Visual knowledge is defined as stable mental representations of visual objects and the commonalities in the inherent rules among various tasks. It is constructed from four essential components: visual concept, visual relation, visual operation, and visual reasoning. Visual concepts are categories of visual objects defined by prototype and scope. Visual relations include geometric, temporal, semantic, functional, and causal relations. Visual operations involve transformations over visual concepts or objects in space or time, such as composition, decomposition, replacement, combination, deformation, motion, comparison, destruction, restoration, and prediction. Visual reasoning is the process of applying visual concepts, relations, and operations to interpret visual data, solve problems, and make informed decisions.

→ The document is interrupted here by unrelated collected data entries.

PR #1799, opened 2021-12-17
Fix hidden region formatting priorities (fix #1798)

### LINKED ISSUE #1798: Suspicious code in HiddenRegionFormatting's mergeValuesFrom
The `mergeValuesFrom` method never updates the priority of `this`. This could cause especially weird results in `HiddenRegionFormattingMerger`'s merge method, where the resulting priority could depend on the number of conflicts, and the priority of 3 or more merged conflicts will always be 0. I think fixing this would also fix the `// TODO: don't do this` in `HiddenRegionFormattingMerger`.

LawrenceGoossens:
mergeValuesFrom in HiddenRegionFormatting now updates the priority
The calculation of strategy can no longer cause overflows

Signed-off-by: Lawrence Goossens <lawrence.goossens@sigasi.com>

### DIFF
--- a/org.eclipse.xtext/src/org/eclipse/xtext/formatting2/internal/HiddenRegionFormattingMerger.java
+++ b/org.eclipse.xtext/src/org/eclipse/xtext/formatting2/internal/HiddenRegionFormattingMerger.java
@@ -14,6 +14,8 @@ import org.eclipse.xtext.formatting2.AbstractFormatter2;
 import org.eclipse.xtext.formatting2.IHiddenRegionFormatting;
 import org.eclipse.xtext.formatting2.IMerger;
 
+import com.google.common.collect.Lists;
+
 /**
  * @author Moritz Eysholdt - Initial contribution and API
  */
@@ -28,13 +30,16 @@ public class HiddenRegionFormattingMerger implements IMerger<IHiddenRegionFormat
 
 	@Override
 	public IHiddenRegionFormatting merge(List<? extends IHiddenRegionFormatting> conflicting) {
+		// If there are only 2 conflicts,
+		// usages of this method expect the second value to be updated to the merge result
+		// TODO: Fix those usages so they no longer expect this method to edit its input
 		if (conflicting.size() == 2) {
-			// TODO: don't do this
 			conflicting.get(1).mergeValuesFrom(conflicting.get(0));
 			return conflicting.get(1);
 		}
 		IHiddenRegionFormatting result = formatter.createHiddenRegionFormatting();
-		for (IHiddenRegionFormatting conflict : conflicting)
+		// Reversed so the merging order is consistent with the special case above
+		for (IHiddenRegionFormatting conflict : Lists.reverse(conflicting))
 			result.mergeValuesFrom(conflict);
 		return result;
 	}
--- a/org.eclipse.xtext/src/org/eclipse/xtext/formatting2/internal/HiddenRegionFormatting.java
+++ b/org.eclipse.xtext/src/org/eclipse/xtext/formatting2/internal/HiddenRegionFormatting.java
@@ -107,7 +107,7 @@ public class HiddenRegionFormatting implements IHiddenRegionFormatting {
 
 	@Override
 	public void mergeValuesFrom(IHiddenRegionFormatting other) throws ConflictingFormattingException {
-		int strategy = other.getPriority() - getPriority();
+		int strategy = Integer.compare(other.getPriority(), getPriority());
 		setSpace(merge(getSpace(), other.getSpace(), strategy, "space"));
 		setNewLinesMin(merge(getNewLineMin(), other.getNewLineMin(), strategy, "newLineMin"));
 		setNewLinesDefault(merge(getNewLineDefault(), other.getNewLineDefault(), strategy, "newLineDefault"));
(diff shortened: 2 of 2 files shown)


cdietrich:
wonder how to test this. have you a usecase?

cdietrich:
breaks tests in extras 
https://ci.eclipse.org/xtext/job/xtext-extras/job/LawrenceGoossens-fix-hidden-region-formatting-priorities/lastCompletedBuild/testReport/

cdietrich:
also in xtend
https://ci.eclipse.org/xtext/job/xtext-xtend/job/LawrenceGoossens-fix-hidden-region-formatting-priorities/1/testReport/junit/org.eclipse.xtend.core.tests.formatting/XtendClassFormatterTest/formatMethod3/

LawrenceGoossens:
All tests succeeded locally, there must be something wrong with my setup. I'll put his pr in draft for now untill I fix it.

cdietrich:
no code is split over x repos. you just changed xtext-core.
which projects did you setup in your eclipse?
did you use oomph an import all projects from all repos?

cdietrich:
in xtext-umbrella there is also a grade composite build at 
https://github.com/eclipse/xtext-umbrella/tree/master/releng/gradle-composite
this one has a generatePrefs task
that processes 
the location.properties in xtext-umbrella
and setups buildship in other projects to use upstream stuff
```
cat locations.properties
git.clone.xtext.lib.location=/Users/cdietrich/xtext-master/git/xtext-lib
git.clone.xtext.core.location=/Users/cdietrich/xtext-master/git/xtext-core
git.clone.xtext.extras.location=/Users/cdietrich/xtext-master/git/xtext-extras
git.clone.xtext.xtend.location=/Users/cdietrich/xtext-master/git/xtext-xtend
git.clone.xtext.web.location=/Users/cdietrich/xtext-master/git/xtext-web%
```
for gradle you might need to update 
https://github.com/eclipse/xtext-extras/blob/master/gradle/upstream-repositories.gradle
to pick the branch you created in core
https://ci.eclipse.org/xtext/job/xtext-core/view/change-requests/job/PR-1799/lastSuccessfulBuild/artifact/build/maven-repository/

unfortunately somebody thought repo split was a good idea which leads to this mess, specially for non committer contributions

LawrenceGoossens:
Locally I still have some test that give errors with or without changes, but all previously failing tests now succeed.

LawrenceGoossens:
It turned out that the code with the todo in `HiddenRegionFormattingMerger` is still needed after the change.

LawrenceGoossens:
As for testing, I got here based on a stacktrace that I think was caused by this, but I haven't been able to reproduce it.

cdietrich:
downstream tests are green again

szarnekow (approved):
The change looks good to me. Mind to remove the confusing comment or even updating it to reflect why the special casing for 2 elements is required?

LorenzoBettini:
> unfortunately somebody thought repo split was a good idea which leads to this mess, specially for non committer contributions

I take this opportunity to once again raise the question: why don't we go back to a monolithic repo? I guess this would be better not only for non-committers but even more for we committers ourselves. I seem to understand that the promoters of split repos are not actively working anymore on this project.

szarnekow:
@LorenzoBettini Thank you for chiming in. I think all active committers are on the same page in that regard. Unfortunately a repo merge is not a trivial exercise. Besides somehow merging the histories of multiple git repos, we have to fix the build. A while back, some effort was done by Arne, but it never landed. I'm afraid the amount of necessary work is easily underestimated and so far no sponsor was stepping up to fund a repo-merge.

LorenzoBettini:
Hi @szarnekow 
Probably it's not that easy, but not even that hard.

If you have a git repo A and an utterly unrelated git repo B, you can add B as a remote of A (I did that a few times by mistake O:) and you end up with two separate streams in the same repo. Then you merge the second stream into the first one. Of course, there'll be a few conflicts to merge for the duplicate files at the root, but all the subdirectories with different names will be seamlessly merged. The two histories will be kept, and from the merge point on, you get a single stream.

For example,

```
git clone git@github.com:eclipse/xtext-core.git
cd xtext-core
git remote add xtext-lib git@github.com:eclipse/xtext-lib.git
git fetch xtext-lib
gitk --all &
```

And you get the two separate streams ready to be merged (I know, there will be conflicts for root files).

image

And the two repos' histories will survive.

Merging all the builds into a single one shouldn't be that hard.

LawrenceGoossens:
> The change looks good to me. Mind to remove the confusing comment or even updating it to reflect why the special casing for 2 elements is required?

I updated the comment. I also reversed the direction of the loop so the merge direction is consistent, in case `mergeValuesFrom` ever gets overridden with something asymmetric.

org.eclipse.xtext/src/org/eclipse/xtext/formatting2/internal/HiddenRegionFormattingMerger.java
```diff
@@ -28,13 +30,16 @@ public HiddenRegionFormattingMerger(AbstractFormatter2 formatter) {
...
+		// usages of this method expect the second value to be updated to the merge result
+		// TODO: Fix those usages so they no longer expect this method to edit its input
 		if (conflicting.size() == 2) {
-			// TODO: don't do this
 			conflicting.get(1).mergeValuesFrom(conflicting.get(0));
 			return conflicting.get(1);
 		}
 		IHiddenRegionFormatting result = formatter.createHiddenRegionFormatting();
-		for (IHiddenRegionFormatting conflict : conflicting)
+		// Reversed so the merging order is consistent with the above if
```
szarnekow, line 41: There seems to be something missing from the comment.

szarnekow: Ah got it now, `with the above if condition` or `with the special case above` might be a better wording.

LawrenceGoossens: I fixed it

szarnekow (approved):
Thank you!

PR #1801, opened 2022-01-10
Make QualifiedName.USE_INTERNING writable (using reflection)

### LINKED ISSUE #1787: xtext.qn.interning should be evaluated later
Xtext provides the system property `xtext.qn.interning` for interning the Strings used in `org.eclipse.xtext.naming.QualifiedName`.

Unfortunately this property is evaluated when the class is loaded as it's a static final constant.

The only way how to set this property is using a -D JVM parameter. I would like to use System.setProperty or I would like to be able to configure it by any other way like binding some other implementation.

We ship our application with an Xtext interpreter and we have some communication efforts and error sources, if the application's operators have to pass the JVM property externally.

cdietrich:
Make QualifiedName.USE_INTERNING writable (using reflection)
Fixes #1787


szarnekow (approved):
I think it's a fair compromise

In the pre-big model era, visual knowledge has been explored in various fundamental computer vision tasks, including image classification and segmentation. Recent research has focused on modeling geometric, semantic, temporal, functional, and causal relations, as well as visual operations and reasoning. These studies have shown the potential of visual knowledge in enhancing AI systems' ability to process and interpret visual information. However, challenges remain in capturing the scope of visual concepts, modeling geometric relations, and learning visual semantic relations. The development of visual knowledge is crucial for creating more powerful AI systems that can overcome the weaknesses of large AI models.